Irgendwo abgeschottet in einem Zimmer voller Bücher sitzend, über den Laptop gebückt, ungestört, von leeren Kaffeetassen umringt – so stellt man sich den Alltag von Bestsellerautoren üblicherweise vor. Dass sie zwischendurch zum Handy greifen, einem anderen Nachrichten schicken oder kurz am Telefon neue Ideen besprechen, ist schwer vorstellbar.

Doch genau so läuft es bei Sebastian Fitzek und Vincent Kliesch, die gemeinsam die Hörbestseller-Trilogie "Auris" verfasst haben. Sebastian Fitzek gab die Idee, Vincent Kliesch hat es aufgeschrieben. Am 25. März erscheint der dritte Teil, "Todesrauschen". Im Interview verraten die beiden, wie die Zusammenarbeit tatsächlich abläuft.

Auris 3

Woher kennt ihr beiden euch?

Sebastian Fitzek: Wir sind uns sehr häufig bei Veranstaltungen von Audible begegnet. Da sind wir beim Essensstand ins Gespräch gekommen und haben immer wieder über Projekte geredet.

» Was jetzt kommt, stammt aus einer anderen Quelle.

PR #983, opened 2026-06-30
feat(pgr): add encryption, extended attributes, and complaint schema …

priyanshu-egov:
…support

- Add EncryptionDecryptionService for field-level encryption/decryption via egov-enc-service
- Add ExtendedAttributesValidationService for dynamic field validation against MDMS schema
- Add ComplaintTemplateTypeConfig and ExtendedAttributes models for schema-driven complaint metadata
- Add database migration to create extended_attributes column
- Integrate extended attributes parsing in PGRRowMapper with JSON deserialization
- Add encryption configuration properties (host, encrypt/decrypt endpoints) to PGRConfiguration
- Add MDMS master data files for complaint schema, template types, and related-to mappings
- Update PGRService, EnrichmentService, and UserService to support extended attributes workflow
- Update persister configuration to handle extended_attributes column in database
- Supports field-level encryption based on x-security schema declarations and role-based masking for confidential complaints

### DIFF
--- a/backend/pgr-services/src/main/java/org/egov/pgr/service/EncryptionDecryptionService.java
+++ b/backend/pgr-services/src/main/java/org/egov/pgr/service/EncryptionDecryptionService.java
@@ -1,0 +1,173 @@
+package org.egov.pgr.service;
+
+import com.fasterxml.jackson.databind.JsonNode;
+import com.fasterxml.jackson.databind.ObjectMapper;
+import lombok.extern.slf4j.Slf4j;
+import org.egov.common.utils.MultiStateInstanceUtil;
+import org.egov.pgr.config.PGRConfiguration;
+import org.egov.pgr.web.models.ComplaintTemplateTypeConfig;
+import org.egov.pgr.web.models.ExtendedAttributes;
+import org.springframework.beans.factory.annotation.Autowired;
+import org.springframework.stereotype.Service;
+import org.springframework.web.client.RestTemplate;
+
+import java.util.*;
+
+/**
+ * Encrypt/decrypt/mask extendedAttributes fields via egov-enc-service.
+ *
+ * Which fields to encrypt is declared in the ComplaintSchema MDMS master's x-security array
+ * (merged into ComplaintTemplateTypeConfig by MDMSUtils). This mirrors the x-security convention
+ * from JSON Schema used by digit-config-service.
+ *
+ * Masking is all-or-nothing: when isConfidential=true and the caller lacks
+ * CONFIDENTIAL_COMPLAINT_VIEWER, ALL dynamic fields are replaced with "****" and
+ * decryption is skipped entirely.
+ */
+@Slf4j
+@Service
+public class EncryptionDecryptionService {
+
+    private final RestTemplate restTemplate;
+    private final PGRConfiguration config;
+    private final ObjectMapper objectMapper;
+    private final MultiStateInstanceUtil multiStateInstanceUtil;
+
+    @Autowired
+    public EncryptionDecryptionService(RestTemplate restTemplate,
+                                       PGRConfiguration config,
+                                       ObjectMapper objectMapper,
+                                       MultiStateInstanceUtil multiStateInstanceUtil) {
+        this.restTemplate = restTemplate;
+        this.config = config;
+        this.objectMapper = objectMapper;
+        this.multiStateInstanceUtil = multiStateInstanceUtil;
+    }
+
+    /**
+     * Encrypts fields listed in cfg.xSecurity. No encryptedFields list is stored —
+     * the schema is the source of truth, read again at decrypt time.
+     */
+    public ExtendedAttributes encrypt(ExtendedAttributes ext, ComplaintTemplateTypeConfig cfg,
+                                      String tenantId) {
+        if (ext == null || cfg == null) return ext;
+
+        List<String> secureFields = cfg.getXSecurity();
+        if (secureFields == null || secureFields.isEmpty()) return ext;
+
+        List<String> encKeys     = new ArrayList<>();
+        List<String> plainValues = new ArrayList<>();
+
+        for (String fieldKey : secureFields) {
+            Object raw = ext.getField(fieldKey);
+            if (raw == null) continue;
+            encKeys.add(fieldKey);
+            plainValues.add(raw.toString());
+        }
+
+        if (plainValues.isEmpty()) return ext;
+
+        List<String> ciphers = encryptWithFallback(plainValues, tenantId);
+        if (ciphers != null) {
+            for (int i = 0; i < encKeys.size(); i++)
+                ext.putField(encKeys.get(i), i < ciphers.size() ? ciphers.get(i) : plainValues.get(i));
+        }
+
+        return ext;
+    }
+
+    /**
+     * Decrypts fields listed in cfg.xSecurity. Uses the schema as the source of truth
+     * instead of a stored encryptedFields list. Skip when masking applies — use maskAll() instead.
+     */
+    public ExtendedAttributes decrypt(ExtendedAttributes ext, ComplaintTemplateTypeConfig cfg) {
+        if (ext == null || cfg == null) return ext;
+
+        List<String> secureFields = cfg.getXSecurity();
+        if (secureFields == null || secureFields.isEmpty()) return ext;
+
+        List<String> keys    = new ArrayList<>();
+        List<String> ciphers = new ArrayList<>();
+
+        for (String key : secureFields) {
+            Object c = ext.getField(key);
+            if (c == null) continue;
+            keys.add(key);
+            ciphers.add(c.toString());
+        }
+
+        if (ciphers.isEmpty()) return ext;
+
+        try {
+            List<String> plains = callDecryptBatch(ciphers);
+            for (int i = 0; i < keys.size(); i++)
+                ext.putField(keys.get(i), i < plains.size() ? plains.get(i) : "****");
+        } catch (Exception e) {
+            log.error("Batch decryption failed for fields {}; masking values", keys, e);
+            keys.forEach(k -> ext.putField(k, "****"));
+        }
+
+        return ext;
+    }
+
+    /**
+     * All-or-nothing masking: replaces every dynamic field with "****".
+     * Call instead of decrypt() when the caller lacks CONFIDENTIAL_COMPLAINT_VIEWER.
+     */
+    public ExtendedAttributes maskAll(ExtendedAttributes ext) {
+        if (ext == null || ext.getDynamicFields() == null || ext.getDynamicFields().isEmpty())
+            return ext;
+        new ArrayList<>(ext.getDynamicFields().keySet())
+                .forEach(k -> ext.putField(k, "****"));
+        return ext;
+    }
+
+    // ── private helpers ──────────────────────────────────────────────────────
+
+    private List<String> encryptWithFallback(List<String> plainValues, String tenantId) {
+        String stateTenant = multiStateInstanceUtil.getStateLevelTenant(tenantId);
+        try {
+            return callEncryptBatch(plainValues, tenantId);
+        } catch (Exception cityEx) {
+            log.warn("Encryption failed for tenant '{}', retrying with state tenant '{}'",
+                    tenantId, stateTenant, cityEx);
+        }
+        try {
+            return callEncryptBatch(plainValues, stateTenant);
+        } catch (Exception stateEx) {
+            log.error("Encryption failed for both tenant '{}' and state tenant '{}'; storing plain text",
+                    tenantId, stateTenant, stateEx);
+            return null;
+        }
+    }
+
+    private List<String> callEncryptBatch(List<String> values, String tenantId) {
+        String url = config.getEncHost() + config.getEncEncryptEndpoint();
+        List<Map<String, Object>> requests = new ArrayList<>();
+        for (String v : values) {
+            Map<String, Object> r = new HashMap<>();
+            r.put("tenantId", tenantId);
+            r.put("type", "Normal");
+            r.put("value", v);
+            requests.add(r);
+        }
+        Map<String, Object> payload = new HashMap<>();
+        payload.put("encryptionRequests", requests);
+        JsonNode response = restTemplate.postForObject(url, payload, JsonNode.class);
+        return extractStringList(response);
+    }
+
+    private List<String> callDecryptBatch(List<String> ciphers) {
+        String url = config.getEncHost() + config.getEncDecryptEndpoint();
+        JsonNode response = restTemplate.postForObject(url, ciphers, JsonNode.class);
+        return extractStringList(response);
+    }
+
+    private List<String> extractStringList(JsonNode node) {
+        List<String> result = new ArrayList<>();
+        if (node == null) return result;
+        if (node.isArray()) node.forEach(n -> result.add(n.asText()));
+        else result.add(node.asText());
+        return result;
+    }
+}
--- a/backend/pgr-services/src/main/java/org/egov/pgr/service/EncryptionDecryptionService.java
+++ b/backend/pgr-services/src/main/java/org/egov/pgr/service/EncryptionDecryptionService.java
@@ -7,6 +7,7 @@ import org.egov.common.utils.MultiStateInstanceUtil;
 import org.egov.pgr.config.PGRConfiguration;
 import org.egov.pgr.web.models.ComplaintTemplateTypeConfig;
 import org.egov.pgr.web.models.ExtendedAttributes;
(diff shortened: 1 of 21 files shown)


backend/pgr-services/src/main/java/org/egov/pgr/service/EncryptionDecryptionService.java
```diff
@@ -0,0 +1,173 @@
...
+            Object raw = ext.getField(fieldKey);
+            if (raw == null) continue;
+            encKeys.add(fieldKey);
+            plainValues.add(raw.toString());
+        }
+
+        if (plainValues.isEmpty()) return ext;
+
+        List<String> ciphers = encryptWithFallback(plainValues, tenantId);
+        if (ciphers != null) {
```
vinothrallapalli-eGov: **[CRITICAL #1] Silent plaintext-fallback permanently corrupts PII**

`encryptWithFallback` returns `null` when `egov-enc-service` is unavailable. The guard `if (ciphers != null)` at this line then skips the write-back loop entirely, so the `ExtendedAttributes` object still holds plaintext values which are persisted to JSONB.

On the next `search()` call, `decrypt()` reads those plaintext values from `xSecurity` and posts them to the enc-service decrypt endpoint as if they were ciphertext. The enc-service returns an error; the catch block masks every secure field with `"****"` — **permanently**. The complaint owner and operators can never read the data again.

**Fix:** Either (a) throw and surface the enc-service failure rather than falling back to plaintext, or (b) persist an `encryptionFailed=true` marker so `decrypt()` can skip those fields instead of sending them as ciphertext.

vinothrallapalli-eGov (commented):
## Code Review — PR #983 (high effort, automated)\n\n10 confirmed findings across the new `extendedAttributes` encryption/decryption feature. **3 findings should block merge** (#1 data corruption, #2 PII never encrypted, #3 plaintext leak in plainSearch). Inline comments are on the nearest reachable diff line; see each comment for the exact root-cause line.\n\n| # | Severity | File | Finding |\n|---|----------|------|---------|\n| 1 | CRITICAL | EncryptionDecryptionService | Silent plaintext-fallback permanently masks PII as "****" |\n| 2 | CRITICAL | EnrichmentService / ExtendedAttributes | email & complainantAddress never encrypted |\n| 3 | CRITICAL | PGRService | plainSearch returns raw ciphertext |\n| 4 | HIGH | PGRService | null-cfg leaks ciphertext to creator |\n| 5 | HIGH | PGRService | Employee access blocked for confidential complaints |\n| 6 | HIGH | MDMSUtils | JSONPath injection via caseRelatedTo/code |\n| 7 | MEDIUM | ExtendedAttributesValidationService | Double MDMS round-trip can reject valid complaints |\n| 8 | MEDIUM | PGRService | Redundant encrypt→decrypt roundtrip on every create/update |\n| 9 | MEDIUM | PGRService | N sequential MDMS calls in search hot path |\n| 10 | LOW | EncryptionDecryptionService | Bypasses ServiceRequestRepository |\n\nGenerated by Claude Code · high-effort workflow review

backend/pgr-services/src/main/java/org/egov/pgr/service/EnrichmentService.java
```diff
@@ -149,6 +150,28 @@ public void enrichSearchRequest(RequestInfo requestInfo, RequestSearchCriteria c
     }
 
 
+    public void enrichUserContactDetails(ServiceRequest request) {
+        ExtendedAttributes ext = request.getService().getExtendedAttributes();
+        if (ext == null) return;
+
+        String email   = ext.getEmail();
```
vinothrallapalli-eGov, line 157: **[CRITICAL #2] `email` and `complainantAddress` are never encrypted**

`encrypt()` calls `ext.getField(fieldName)` which reads only from `dynamicFields`. But `email` and `complainantAddress` are declared as explicit `@JsonProperty`-bound fields on `ExtendedAttributes` — Jackson deserializes them directly into their named Java fields, never routing them through `@JsonAnySetter` into `dynamicFields`.

Result: even when an operator lists `"email"` in the `xSecurity` config, `encrypt()` finds `null` for it, skips it, and the plaintext value is forwarded here to User Service unencrypted.

`validate()` in `ExtendedAttributesValidationService` also uses `getField()` for checking required fields, so it rejects `email` as an unknown field even when it is supplied.

**Fix:** `getField()` / `putField()` need to be aware of named first-class fields, or `email`/`complainantAddress` must be moved into `dynamicFields` and accessed uniformly.

backend/pgr-services/src/main/java/org/egov/pgr/service/PGRService.java
```diff
@@ -214,7 +307,7 @@ public List<ServiceWrapper> plainSearch(RequestInfo requestInfo, RequestSearchCr
             return new ArrayList<>();
         }
 
-        userService.enrichUsers(serviceWrappers);
+        userService.enrichUsers(serviceWrappers, requestInfo);
```
vinothrallapalli-eGov, line 280: **[CRITICAL #3] `plainSearch()` returns raw ciphertext in `extendedAttributes`**

`search()` (lines ~175–210) has an explicit decrypt/mask loop for each complaint based on confidentiality and viewer roles. `plainSearch()` calls `enrichUsers` + `enrichWorkflow` and then returns — **no decrypt or mask is ever applied**.

Any caller of the plain-search endpoint (e.g. admin bulk-export, migration jobs) receives garbled ciphertext strings in all encrypted `extendedAttributes` fields.

**Fix:** Extract the decrypt/mask loop from `search()` into a shared helper and call it from `plainSearch()` as well.

backend/pgr-services/src/main/java/org/egov/pgr/service/PGRService.java
```diff
@@ -134,8 +169,44 @@ public List<ServiceWrapper> search(RequestInfo requestInfo, RequestSearchCriteri
...
+        for (ServiceWrapper wrapper : enrichedServiceWrappers) {
+            Service svc = wrapper.getService();
+            if (svc.getExtendedAttributes() == null) continue;
+            ComplaintTemplateTypeConfig cfg = configCache.get(svc.getExtendedAttributes().getCaseRelatedTo());
+            List<String> viewerRoles = (cfg != null && !CollectionUtils.isEmpty(cfg.getAllowedViewerRoles()))
+                    ? cfg.getAllowedViewerRoles()
+                    : List.of(ROLE_CONFIDENTIAL_VIEWER);
+            boolean isCreator = callerUuid != null && callerUuid.equals(svc.getAccountId());
+            if (svc.getExtendedAttributes().getIsConfidentialSafe() && !isCreator && !hasAnyRole(requestInfo, viewerRoles)) {
+                encryptionDecryptionService.maskAll(svc.getExtendedAttributes());
```
vinothrallapalli-eGov: **[HIGH #4] null-cfg silently leaks ciphertext to complaint creator**

When MDMS can no longer resolve a complaint's `caseRelatedTo` (e.g. the record was deactivated), `configCache.get()` returns `null`. The `isCreator` check at line ~202 passes for the complaint owner, so `decrypt(ext, null)` is called.

`decrypt()` has a null-cfg early-return guard and returns `ext` unchanged — meaning the creator receives **raw ciphertext strings** for all encrypted PII fields with no error or masked placeholder.

**Fix:** When `cfg == null` inside the creator branch, either throw a meaningful error or apply `maskAll()` rather than silently returning plaintext ciphertext.

backend/pgr-services/src/main/java/org/egov/pgr/service/PGRService.java
```diff
@@ -134,8 +169,44 @@ public List<ServiceWrapper> search(RequestInfo requestInfo, RequestSearchCriteri
...
+
+        // Decrypt and conditionally mask extendedAttributes for each result.
+        // Viewer roles come from MDMS allowedViewerRoles; fallback to hardcoded constant if not configured.
+        // All-or-nothing rule: confidential + no matching role → mask ALL fields + citizen PII, skip decryption.
+        // Creator self-access exception: complaint owner always sees plain text regardless of confidentiality.
+        String callerUuid = requestInfo.getUserInfo() != null ? requestInfo.getUserInfo().getUuid() : null;
+        for (ServiceWrapper wrapper : enrichedServiceWrappers) {
+            Service svc = wrapper.getService();
+            if (svc.getExtendedAttributes() == null) continue;
+            ComplaintTemplateTypeConfig cfg = configCache.get(svc.getExtendedAttributes().getCaseRelatedTo());
```
vinothrallapalli-eGov: **[HIGH #5] Employee access blocked for confidential complaints**

The `isCreator` check compares the caller's UUID against `accountId`. `accountId` is always the **citizen's UUID** — it is set in `EnrichmentService.enrichCreateRequest` only when the caller type is `CITIZEN`. An employee acting on a confidential complaint has a different UUID and is not `CONFIDENTIAL_COMPLAINT_VIEWER`, so the code falls through to `maskAll()`, hiding all extended attributes including fields the employee needs to resolve the complaint (e.g. location details).

**Fix:** Introduce an explicit `EMPLOYEE_CAN_VIEW_ASSIGNED` role check, or pass the `cfg.getAllowedViewerRoles()` list to employees assigned to the complaint.

backend/pgr-services/src/main/java/org/egov/pgr/util/MDMSUtils.java
```diff
@@ -170,4 +179,121 @@ public StringBuilder getMdmsSearchUrl() {
...
+        try {
+            MdmsCriteriaReq req = MdmsCriteriaReq.builder()
+                    .requestInfo(requestInfo)
+                    .mdmsCriteria(MdmsCriteria.builder()
+                            .tenantId(tenantId)
+                            .moduleDetails(List.of(ModuleDetail.builder()
+                                    .moduleName(MDMS_MODULE_NAME)
+                                    .masterDetails(List.of(MasterDetail.builder()
+                                            .name(MDMS_COMPLAINT_RELATED_TO_MAP)
+                                            .filter("$.[?(@.active==true && @.code=='" + code + "')]")
```
vinothrallapalli-eGov, line 223: **[HIGH #6] JSONPath injection via unsanitised `caseRelatedTo` / `code`**

User-supplied values are string-concatenated directly into JSONPath filter expressions, e.g.:

```java
"$.[?(@.active==true && @.caseRelatedTo=='" + caseRelatedTo + "')]"
```

A crafted input (e.g. containing `']]`) breaks the expression. The exception is swallowed, causing `isValidCaseRelatedTo` to return `false` (rejecting a valid complaint type) or `fetchComplaintTemplateTypeConfig` to load an unintended schema.

**Fix:** Validate `caseRelatedTo` / `code` against `[A-Za-z0-9_-]+` before use in JSONPath, or use the MDMS filter API's structured query parameters instead of free-form JSONPath strings.

backend/pgr-services/src/main/java/org/egov/pgr/service/ExtendedAttributesValidationService.java
```diff
@@ -0,0 +1,89 @@
...
+    @Autowired
+    public ExtendedAttributesValidationService(MDMSUtils mdmsUtils) {
+        this.mdmsUtils = mdmsUtils;
+    }
+
+    public void validate(ExtendedAttributes ext, ComplaintTemplateTypeConfig config,
+                         Service service, RequestInfo requestInfo, String tenantId) {
+        if (ext == null) return;
+
+        if (!mdmsUtils.isValidCaseRelatedTo(requestInfo, tenantId, ext.getCaseRelatedTo()))
```
vinothrallapalli-eGov: **[MEDIUM #7] Double MDMS round-trip can reject valid complaints**

`PGRService.create()` already called `fetchComplaintTemplateTypeConfig` (which queries MDMS) and confirmed `cfg != null` before calling `validate()`. But `validate()` unconditionally calls `isValidCaseRelatedTo` here, which fires its **own separate MDMS call**.

If that second call times out or returns an empty result due to a transient network hiccup, it returns `false` and throws `INVALID_CASE_RELATED_TO` — rejecting a complaint that had already passed config lookup 20ms earlier.

**Fix:** Pass the already-fetched `cfg` into `validate()` and skip the redundant `isValidCaseRelatedTo` check (the non-null `cfg` already proves `caseRelatedTo` is valid).

backend/pgr-services/src/main/java/org/egov/pgr/service/PGRService.java
```diff
@@ -93,10 +105,33 @@ public ServiceRequest create(ServiceRequest request) {
...
+		ComplaintTemplateTypeConfig cfg = null;
+		if (ext != null) {
+			if (ext.getIsConfidential() == null) ext.setIsConfidential(false);
+			cfg = mdmsUtils.fetchComplaintTemplateTypeConfig(
+					request.getRequestInfo(), tenantId, ext.getCaseRelatedTo());
+			if (cfg == null)
+				throw new CustomException("INVALID_CASE_RELATED_TO",
+						"No MDMS config found for caseRelatedTo: " + ext.getCaseRelatedTo());
+			extendedAttributesValidationService.validate(ext, cfg, service, request.getRequestInfo(), tenantId);
+			service.setExtendedAttributes(
```
vinothrallapalli-eGov, line 122: **[MEDIUM #8] Redundant `encrypt → decrypt` roundtrip on every create/update**

After `encrypt()` + `producer.push()`, the code immediately calls `decrypt()` on the now-encrypted attributes purely to return plaintext to the caller. This doubles enc-service round-trips on every write.

Worse: if enc-service has a transient failure on this second call, the caller receives an error **even though the complaint was already successfully persisted**.

**Fix:** Hold a reference to the original plain `ExtendedAttributes` before calling `encrypt()`, then restore it for the response instead of calling `decrypt()`:

```java
ExtendedAttributes plainExt = deepCopy(ext);  // or clone before encrypt
service.setExtendedAttributes(encrypt(ext, cfg, tenantId));
producer.push(...);
service.setExtendedAttributes(plainExt);       // no decrypt round-trip
```

backend/pgr-services/src/main/java/org/egov/pgr/service/PGRService.java
```diff
@@ -134,8 +169,44 @@ public List<ServiceWrapper> search(RequestInfo requestInfo, RequestSearchCriteri
...
+        String tenantIdForMdms = criteria.getTenantId() != null
+                ? criteria.getTenantId() : requestInfo.getUserInfo().getTenantId();
+        Set<String> categoryTypes = enrichedServiceWrappers.stream()
+                .map(w -> w.getService().getExtendedAttributes())
+                .filter(Objects::nonNull)
+                .map(ExtendedAttributes::getCaseRelatedTo)
+                .filter(Objects::nonNull)
+                .collect(Collectors.toSet());
+        Map<String, ComplaintTemplateTypeConfig> configCache = new HashMap<>();
+        for (String cat : categoryTypes) {
```
vinothrallapalli-eGov: **[MEDIUM #9] N sequential synchronous MDMS calls in search hot path**

`search()` loops over distinct `caseRelatedTo` values and fires a separate blocking `fetchComplaintTemplateTypeConfig` MDMS call for each. A page with 10 complaint types blocks on 10 sequential round-trips before any result is returned.

Since each call fetches an independent type, they are fully parallelisable.

**Fix:** Issue the MDMS lookups in parallel (e.g. `CompletableFuture` + `allOf`), or batch them into a single MDMS request if the MDMS API supports multi-filter queries.

backend/pgr-services/src/main/java/org/egov/pgr/service/EncryptionDecryptionService.java
```diff
@@ -0,0 +1,173 @@
...
+        for (String v : values) {
+            Map<String, Object> r = new HashMap<>();
+            r.put("tenantId", tenantId);
+            r.put("type", "Normal");
+            r.put("value", v);
+            requests.add(r);
+        }
+        Map<String, Object> payload = new HashMap<>();
+        payload.put("encryptionRequests", requests);
+        JsonNode response = restTemplate.postForObject(url, payload, JsonNode.class);
```
vinothrallapalli-eGov, line 160: **[LOW #10] Bypasses `ServiceRequestRepository`, inconsistent error handling**

`callEncryptBatch` and `callDecryptBatch` call `restTemplate.postForObject(...)` directly. Every other external call in this service uses `ServiceRequestRepository.fetchResult`, which catches `HttpClientErrorException` and translates it to `ServiceCallException`.

Bypassing it means enc-service 4xx errors surface as raw `HttpClientErrorException` instead of `ServiceCallException`, producing a different exception type than all other external calls. This complicates uniform error handling in callers and makes monitoring inconsistent.

**Fix:** Route through `serviceRequestRepository.fetchResult(url, payload, JsonNode.class)` the same way other services make external calls.

pradeepkumarcm-egov (approved):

Vincent Kliesch: Wir sind uns aber auch schon einmal begegnet, als du noch beim Radio warst und ich noch Stand-up-Comedian war. Ich habe bei einem Comedy-Casting für eine Sendung mitgemacht, war unter den letzten drei und wusste, dass du bei dem Sender arbeitest. Ich hatte bereits „Die Therapie“ von dir gelesen und mein erstes eigenes Buch stand kurz vor der Veröffentlichung, während du schon sehr, sehr erfolgreich warst. Ich habe geguckt, ob ich dich beim Radiosender zufällig mal sehe – und tatsächlich bist du mir dann quasi in die Arme gelaufen, als du dir einen Kaffee geholt hast.

Die Therapie

Und die Chance hast du genutzt, um kurz mit Sebastian zu reden?

Kliesch: Genau, er hat seine Kaffeepause geopfert, sich total nett und freundlich mit mir über mein Buch zu unterhalten, als ob wir seit hundert Jahren Kollegen wären. Das war unsere erste Begegnung.

Fitzek: Stimmt, da hast du ein besseres Gedächtnis als ich.

Hattest du als Autor, der kurz vor seinem Debut stand, je Hemmungen, deine Ideen mit Sebastian zu teilen?

Kliesch: Das Tolle war – und das beobachte ich auch heute noch bei Sebastian, wenn er mit jemandem redet –, dass das Gespräch sofort auf Augenhöhe stattgefunden hat. Das, glaube ich, ist Sebastians Erfolgsrezept, weil Menschen das spüren. Das merken auch die Leserinnen und Leser, dass er ein Autor ist, dem wirklich etwas an ihnen liegt.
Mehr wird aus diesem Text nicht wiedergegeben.